Step one is to examine the extent to which automation can help your organisation. Blue sky thinking is the key here. What is the ideal relationship with the customer? What does the ideal order-to-cash process look like? In this phase, involving multiple departments from within the organisation is key, from management to operations. The finance professionals who have the most contact with customers are likely to have the strongest knowledge of which processes they would like to see automated. With no limits to ideas, it’s best to explore all the opportunities in the entire order-to-cash process and describe broadly the potential value to the organisation.

 

  1. Decipher which data and technology is needed

The second step is to map out which data and technology is required. Working with a specialist, either external or from the internal IT department, is beneficial at this stage to see where the opportunities lie. In many cases, off-the-shelf solutions are already readily available to help make the difference, so it pays to do the research and gain advice where possible.

 

  1. Firm up the strategy

With the plan mapped out, it’s time to fit the pieces of the puzzle together. Which technology and accompanying software is proving most valuable?
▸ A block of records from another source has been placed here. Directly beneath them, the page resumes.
PR #52, opened 2020-11-23
AtomsForest Replacement & Tests

JD-Howard:
**Objective**
It was discovered that the existing AtomsForest in the LispParser has an exponential performance problem. On really large documents (8000 lines) this was taking a very substantial amount of time to generate. This PR intends to replace that functionality for (at least) new features suffering from those discovered performance impacts.

**Abstraction**
The `getDocumentSexpression()` function was tacked onto the existing LispParser object namespace to isolate it from the existing code base and was designed to parse the contents of a document or string into an Sexpression. 

**Implementation**
This takes a much more linear approach of reducing document content into LispAtom & Sexpression segments. It does this by parsing the current level LispAtoms and then recursively calling itself to generate child Sexpressions. While persisting its index/line tracking mechanism object into those recursive calls.

**Tests Performed**
New tests *.TS was added to the test suite. I also took a massive (3500 line) document, filtered out the Sexpressions from both the OLD/NEW parsers and compared the results for anomalies. Which generated the **Quirks** section below.

**Additional Information**
While doing this and comparing the output to the existing atomsForest, a few **Quirks** were discovered in the original versions column # values. We have a very fundamental dependency on Sexpression's that needs to be **heavily** researched to check the viability of replacing **any** of the existing mechanisms with this new version. This will inevitably be a long running and potentially very expansive PR if we determine all existing Sexpression code needs to be normalized into this version.

**Quirks**
Note: In all situations, except where stated below, the column index is equal to the start of a LispAtom or Sexpression.
- Quote Marks Prefixing a Parenthesis
  - Old Version
    - The Sexpression Parent, Quote & the Parenthesis all have the same column index. Which all literally represent the location of the parenthesis within the document.
  - New Version
    - The Sexpression Parent & Quote have the same column index and literally represent their location within the document. The parenthesis also has a column index that literally represent its location in the document.

- Closing Parenthesis
  - Old Version
    - The closing parenthesis LispAtom column index represents the true end of the Sexpression.
  - New Version
    - The closing parenthesis LispAtom column index represents the start of that LispAtom.


extension/src/format/parser.ts
```diff
@@ -182,4 +182,149 @@ export class LispParser {
...
+        result.line = tracker.line;
+        result.column = tracker.column;
+        result.linefeed = tracker.linefeed;
+        
+        let isAuthorized = true;
+        let state = ParseState.UNKNOWN;
+        let grpStart: vscode.Position = null;
+        let temp = '';
+        
+        while (tracker.idx < documentText.length && isAuthorized) {
```
hualin-adsk, line 227: I think this is duplicate with the current LispParser, and you plan to replace the current LispParser with this new one? We should keep the codes consistency, to follow the [DRY](https://dzone.com/articles/software-design-principles-dry-and-kiss) rule.

JD-Howard: If you want me to do all this in the shadows and only bring it out after I can replace the whole thing, then I will..... but I thought this was too fundamental to operate in that way.

hualin-adsk: It looks like the old lisp parser has 10x slow down performance issue than this one you written. I will take some time to do profiling. 
If we decided to replace the old lisp parser, it needs to do lots of regression tests for format (document format, selection format and the enter key format, and the project file format).
If you also think that it is large task, I agree that we hold on this PR, and focus on other tasks. (And this is fundamental, I think that it is worthy to take more time to refine/improve it).

JD-Howard: I am of the opinion that (yes) this is very similar, but (no) it provides entirely different use cases from the `LispParser.AtomsForest`

I say that because of an attempt to use this because the `LispFormatter.formatGut()` does appear to be dependent on raw string values that the AtomsForest provides and I have been saying for several PR's I need something with LispAtom's not strings.

hualin-adsk:
I want to hold on this PR for sometime, and do some profiling on the legacy parser. I don't want to keep two simialr codes in the code base.
For the profiling I will do it, and sync up the status in this PR latter.

JD-Howard:
Do you want this closed or left here for reference?

FYI, I won't be doing anything with this or Sexpressions until I know what is going on. Ultimately, I need a way to get the `Array<LispAtom|Sexpression>` context. I don't really care how that happens, but it is something I need for future developments.

Also note, I was able (locally) to easily modify my version to accept a starting `offset` much like the `tokenizeString` uses.

hualin-adsk:
Thank you! I want to left this PR there for references.

JD-Howard:
Added my revisions that gives it index initialization. Just getting it off my plate. I need to go work on an edX final project for a bit.

JD-Howard:
Didn't get all of them, but removing all the Imports and object references from _vscode-languageclient_ did remove the large block of errors. I think this might be due to our JSON configs handling many of the things that namespace was intended to cover, but that's just a guess...

hualin-adsk:
I am trying to test the branch in real world large project with several huge lisp files(10000+ line codes). It can improve the performance, but it looks like the improvement is not so big expected.

JD-Howard:
Are you testing this by running the extension or through the test suite? Right now it was only configured to the test suite, you won't see any differences while actively running the extension.

IE, my form of testing involved pasting mastic chunks of lisp code into the `/test_case/pdfMakrups.lsp` but without saving those changes to the PR.

hualin-adsk:
Sorry I was trying it by running the extension, missed that it didn't hook to extension!

hualin-adsk:
Could you point it to me how to enable this PR when hit F12? I want to do some tests to check if we can merge this PR to version 1.4.0

JD-Howard:
I was thinking that the ReadOnlyDoucment object would changes its AtomsForest reference to return the values from this function. I was the one who embedded the AtomsForest in the ROD, so the only things in the extension dependent on that value are "new" features.

This PR would be inert if it were to get merged today. More work still needs to be done to implement it and I would need to go unravel some things that were added to the Sexpression to support prior PR's using the old AtomsForest.

JD-Howard:
Closing this because it was updated to operate F12 in a new PR that was derived from the most current commit chain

It’s vital at this stage to analyse the results the organisation is achieving from deploying the right technology and software. It’s also important to outline any limitations and emphasising the potential risk of failure. This is the business case and the basis for the elevator pitch that will be presented to internal stakeholders.

 

  1. Draw up the roadmap and start benefitting from agility

The fourth and final step is prioritisation. The roadmap will describe step-by-step how to move from the undesired current situation to the desired end goal. In the first step, choosing a subproject that is relatively easy to achieve will help gain support from other departments within the business, and provide invaluable experience that can be applied to the more complex components that follow later. This agile approach facilitates a learn-by-doing mindset and allows the following steps to be tackled in a smarter and simpler way.

 

Effective preparation is half the battle

Exploring the potential of automation, mapping the required data and technology, establishing the strategy and laying out the roadmap are the four crucial steps to ensure the foundation for Intelligent Automation. Effective preparation and estimating which technology and accompanying software is needed will help to create a streamlined and error-free order-to-cash process. To ultimately save time and costs, empower finance professionals and maintain customer loyalty, the time for Intelligent Automation is now.